**INSTRUCTIONS FOR THE TASK:**
Please return each record exactly as it stands.

--- RECORDS FOR THIS EXERCISE Enclosed Below ---

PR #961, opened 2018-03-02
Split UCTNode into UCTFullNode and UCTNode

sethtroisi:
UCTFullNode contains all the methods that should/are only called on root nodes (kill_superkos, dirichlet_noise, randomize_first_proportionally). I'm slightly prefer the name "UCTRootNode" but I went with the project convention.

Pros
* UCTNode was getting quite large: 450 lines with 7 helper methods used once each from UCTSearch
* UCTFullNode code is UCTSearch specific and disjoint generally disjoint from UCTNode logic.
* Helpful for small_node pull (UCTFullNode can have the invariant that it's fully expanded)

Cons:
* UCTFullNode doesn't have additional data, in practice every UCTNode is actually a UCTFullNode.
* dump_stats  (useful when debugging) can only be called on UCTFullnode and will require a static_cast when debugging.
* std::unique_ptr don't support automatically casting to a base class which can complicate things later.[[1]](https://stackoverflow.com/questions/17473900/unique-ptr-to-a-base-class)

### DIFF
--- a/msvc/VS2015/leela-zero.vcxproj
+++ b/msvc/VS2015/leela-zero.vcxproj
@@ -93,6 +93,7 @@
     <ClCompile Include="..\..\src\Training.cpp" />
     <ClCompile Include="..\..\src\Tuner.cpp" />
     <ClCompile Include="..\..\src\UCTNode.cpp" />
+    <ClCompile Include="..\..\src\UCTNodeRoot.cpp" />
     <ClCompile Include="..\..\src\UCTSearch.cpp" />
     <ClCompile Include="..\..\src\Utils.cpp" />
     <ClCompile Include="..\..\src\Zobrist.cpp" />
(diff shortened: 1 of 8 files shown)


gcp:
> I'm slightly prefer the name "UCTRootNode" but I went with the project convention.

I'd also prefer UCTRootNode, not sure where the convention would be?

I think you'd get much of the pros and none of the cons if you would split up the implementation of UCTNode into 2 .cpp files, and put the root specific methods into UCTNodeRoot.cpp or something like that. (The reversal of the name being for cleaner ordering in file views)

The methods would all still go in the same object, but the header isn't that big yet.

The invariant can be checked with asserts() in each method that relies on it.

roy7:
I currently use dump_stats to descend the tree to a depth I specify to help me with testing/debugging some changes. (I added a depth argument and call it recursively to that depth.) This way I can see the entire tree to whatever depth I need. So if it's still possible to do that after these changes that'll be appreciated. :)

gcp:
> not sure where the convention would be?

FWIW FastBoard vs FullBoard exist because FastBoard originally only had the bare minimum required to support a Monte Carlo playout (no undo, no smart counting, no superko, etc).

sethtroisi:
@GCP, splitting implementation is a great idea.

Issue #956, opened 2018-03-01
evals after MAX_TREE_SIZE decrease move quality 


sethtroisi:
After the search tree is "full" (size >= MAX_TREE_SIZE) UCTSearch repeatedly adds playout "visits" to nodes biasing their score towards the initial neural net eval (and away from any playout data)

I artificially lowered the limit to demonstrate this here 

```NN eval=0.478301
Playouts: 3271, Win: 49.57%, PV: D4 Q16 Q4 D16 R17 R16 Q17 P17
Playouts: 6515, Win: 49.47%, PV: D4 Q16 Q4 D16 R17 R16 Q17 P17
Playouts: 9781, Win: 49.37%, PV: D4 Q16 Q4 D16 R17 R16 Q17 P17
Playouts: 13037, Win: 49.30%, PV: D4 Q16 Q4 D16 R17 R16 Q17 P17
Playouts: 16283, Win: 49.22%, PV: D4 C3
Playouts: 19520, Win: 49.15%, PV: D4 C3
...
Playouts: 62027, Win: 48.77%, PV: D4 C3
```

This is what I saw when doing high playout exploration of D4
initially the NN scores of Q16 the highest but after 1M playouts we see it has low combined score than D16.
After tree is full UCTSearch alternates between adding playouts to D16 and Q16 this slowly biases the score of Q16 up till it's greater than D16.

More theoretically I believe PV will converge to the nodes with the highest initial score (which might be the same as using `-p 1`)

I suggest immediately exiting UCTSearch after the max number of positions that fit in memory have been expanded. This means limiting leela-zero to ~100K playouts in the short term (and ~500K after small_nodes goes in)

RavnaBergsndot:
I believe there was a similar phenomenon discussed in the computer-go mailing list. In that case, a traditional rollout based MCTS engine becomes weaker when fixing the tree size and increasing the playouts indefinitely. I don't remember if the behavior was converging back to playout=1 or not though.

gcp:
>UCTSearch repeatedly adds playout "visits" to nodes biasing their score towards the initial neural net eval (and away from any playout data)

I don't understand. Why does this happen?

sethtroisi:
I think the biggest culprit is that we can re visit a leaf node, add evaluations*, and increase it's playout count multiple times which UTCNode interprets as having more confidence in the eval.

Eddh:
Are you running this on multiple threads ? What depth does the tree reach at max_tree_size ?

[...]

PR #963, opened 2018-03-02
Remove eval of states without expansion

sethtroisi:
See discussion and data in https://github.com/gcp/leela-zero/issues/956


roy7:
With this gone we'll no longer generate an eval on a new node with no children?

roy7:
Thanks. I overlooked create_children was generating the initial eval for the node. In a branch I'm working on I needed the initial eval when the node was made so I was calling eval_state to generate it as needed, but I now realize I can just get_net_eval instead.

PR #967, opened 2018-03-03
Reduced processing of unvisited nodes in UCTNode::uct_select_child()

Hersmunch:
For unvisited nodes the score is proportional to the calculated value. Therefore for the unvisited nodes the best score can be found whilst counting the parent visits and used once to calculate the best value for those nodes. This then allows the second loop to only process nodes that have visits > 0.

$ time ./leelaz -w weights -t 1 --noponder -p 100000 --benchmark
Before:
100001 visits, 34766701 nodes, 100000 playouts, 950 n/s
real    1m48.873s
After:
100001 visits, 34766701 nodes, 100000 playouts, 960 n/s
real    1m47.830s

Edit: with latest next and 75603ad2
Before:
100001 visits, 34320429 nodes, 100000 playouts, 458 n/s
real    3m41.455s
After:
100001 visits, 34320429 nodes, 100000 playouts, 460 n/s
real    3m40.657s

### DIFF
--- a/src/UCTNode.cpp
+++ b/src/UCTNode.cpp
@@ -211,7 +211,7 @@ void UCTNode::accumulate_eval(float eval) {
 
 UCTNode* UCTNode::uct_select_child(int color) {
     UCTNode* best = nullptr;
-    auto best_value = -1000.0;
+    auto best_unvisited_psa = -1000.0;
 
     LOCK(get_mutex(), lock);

--- End of Enclosed RECORDS FOR THIS EXERCISE ---

**ANSWER TO THIS PROBLEM:**
PR #961, opened 2018-03-02
Split UCTNode into UCTFullNode and UCTNode

sethtroisi:
UCTFullNode contains all the methods that should/are only called on root nodes (kill_superkos, dirichlet_noise, randomize_first_proportionally). I'm slightly prefer the name "UCTRootNode" but I went with the project convention.

Pros
* UCTNode was getting quite large: 450 lines with 7 helper methods used once each from UCTSearch
* UCTFullNode code is UCTSearch specific and disjoint generally disjoint from UCTNode logic.
* Helpful for small_node pull (UCTFullNode can have the invariant that it's fully expanded)

Cons:
* UCTFullNode doesn't have additional data, in practice every UCTNode is actually a UCTFullNode.
* dump_stats  (useful when debugging) can only be called on UCTFullnode and will require a static_cast when debugging.
* std::unique_ptr don't support automatically casting to a base class which can complicate things later.[[1]](https://stackoverflow.com/questions/17473900/unique-ptr-to-a-base-class)

### DIFF
--- a/msvc/VS2015/leela-zero.vcxproj
+++ b/msvc/VS2015/leela-zero.vcxproj
@@ -93,6 +93,7 @@
     <ClCompile Include="..\..\src\Training.cpp" />
     <ClCompile Include="..\..\src\Tuner.cpp" />
     <ClCompile Include="..\..\src\UCTNode.cpp" />
+    <ClCompile Include="..\..\src\UCTNodeRoot.cpp" />
     <ClCompile Include="..\..\src\UCTSearch.cpp" />
     <ClCompile Include="..\..\src\Utils.cpp" />
     <ClCompile Include="..\..\src\Zobrist.cpp" />
(diff shortened: 1 of 8 files shown)


gcp:
> I'm slightly prefer the name "UCTRootNode" but I went with the project convention.

I'd also prefer UCTRootNode, not sure where the convention would be?

I think you'd get much of the pros and none of the cons if you would split up the implementation of UCTNode into 2 .cpp files, and put the root specific methods into UCTNodeRoot.cpp or something like that. (The reversal of the name being for cleaner ordering in file views)

The methods would all still go in the same object, but the header isn't that big yet.

The invariant can be checked with asserts() in each method that relies on it.

roy7:
I currently use dump_stats to descend the tree to a depth I specify to help me with testing/debugging some changes. (I added a depth argument and call it recursively to that depth.) This way I can see the entire tree to whatever depth I need. So if it's still possible to do that after these changes that'll be appreciated. :)

gcp:
> not sure where the convention would be?

FWIW FastBoard vs FullBoard exist because FastBoard originally only had the bare minimum required to support a Monte Carlo playout (no undo, no smart counting, no superko, etc).

sethtroisi:
@GCP, splitting implementation is a great idea.

Issue #956, opened 2018-03-01
evals after MAX_TREE_SIZE decrease move quality 


sethtroisi:
After the search tree is "full" (size >= MAX_TREE_SIZE) UCTSearch repeatedly adds playout "visits" to nodes biasing their score towards the initial neural net eval (and away from any playout data)

I artificially lowered the limit to demonstrate this here 

```NN eval=0.478301
Playouts: 3271, Win: 49.57%, PV: D4 Q16 Q4 D16 R17 R16 Q17 P17
Playouts: 6515, Win: 49.47%, PV: D4 Q16 Q4 D16 R17 R16 Q17 P17
Playouts: 9781, Win: 49.37%, PV: D4 Q16 Q4 D16 R17 R16 Q17 P17
Playouts: 13037, Win: 49.30%, PV: D4 Q16 Q4 D16 R17 R16 Q17 P17
Playouts: 16283, Win: 49.22%, PV: D4 C3
Playouts: 19520, Win: 49.15%, PV: D4 C3
...
Playouts: 62027, Win: 48.77%, PV: D4 C3
```

This is what I saw when doing high playout exploration of D4
initially the NN scores of Q16 the highest but after 1M playouts we see it has low combined score than D16.
After tree is full UCTSearch alternates between adding playouts to D16 and Q16 this slowly biases the score of Q16 up till it's greater than D16.

More theoretically I believe PV will converge to the nodes with the highest initial score (which might be the same as using `-p 1`)

I suggest immediately exiting UCTSearch after the max number of positions that fit in memory have been expanded. This means limiting leela-zero to ~100K playouts in the short term (and ~500K after small_nodes goes in)

RavnaBergsndot:
I believe there was a similar phenomenon discussed in the computer-go mailing list. In that case, a traditional rollout based MCTS engine becomes weaker when fixing the tree size and increasing the playouts indefinitely. I don't remember if the behavior was converging back to playout=1 or not though.

gcp:
>UCTSearch repeatedly adds playout "visits" to nodes biasing their score towards the initial neural net eval (and away from any playout data)

I don't understand. Why does this happen?

sethtroisi:
I think the biggest culprit is that we can re visit a leaf node, add evaluations*, and increase it's playout count multiple times which UTCNode interprets as having more confidence in the eval.

Eddh:
Are you running this on multiple threads ? What depth does the tree reach at max_tree_size ?

[...]

PR #963, opened 2018-03-02
Remove eval of states without expansion

sethtroisi:
See discussion and data in https://github.com/gcp/leela-zero/issues/956


roy7:
With this gone we'll no longer generate an eval on a new node with no children?

roy7:
Thanks. I overlooked create_children was generating the initial eval for the node. In a branch I'm working on I needed the initial eval when the node was made so I was calling eval_state to generate it as needed, but I now realize I can just get_net_eval instead.

PR #967, opened 2018-03-03
Reduced processing of unvisited nodes in UCTNode::uct_select_child()

Hersmunch:
For unvisited nodes the score is proportional to the calculated value. Therefore for the unvisited nodes the best score can be found whilst counting the parent visits and used once to calculate the best value for those nodes. This then allows the second loop to only process nodes that have visits > 0.

$ time ./leelaz -w weights -t 1 --noponder -p 100000 --benchmark
Before:
100001 visits, 34766701 nodes, 100000 playouts, 950 n/s
real    1m48.873s
After:
100001 visits, 34766701 nodes, 100000 playouts, 960 n/s
real    1m47.830s

Edit: with latest next and 75603ad2
Before:
100001 visits, 34320429 nodes, 100000 playouts, 458 n/s
real    3m41.455s
After:
100001 visits, 34320429 nodes, 100000 playouts, 460 n/s
real    3m40.657s

### DIFF
--- a/src/UCTNode.cpp
+++ b/src/UCTNode.cpp
@@ -211,7 +211,7 @@ void UCTNode::accumulate_eval(float eval) {
 
 UCTNode* UCTNode::uct_select_child(int color) {
     UCTNode* best = nullptr;
-    auto best_value = -1000.0;
+    auto best_unvisited_psa = -1000.0;
 
     LOCK(get_mutex(), lock);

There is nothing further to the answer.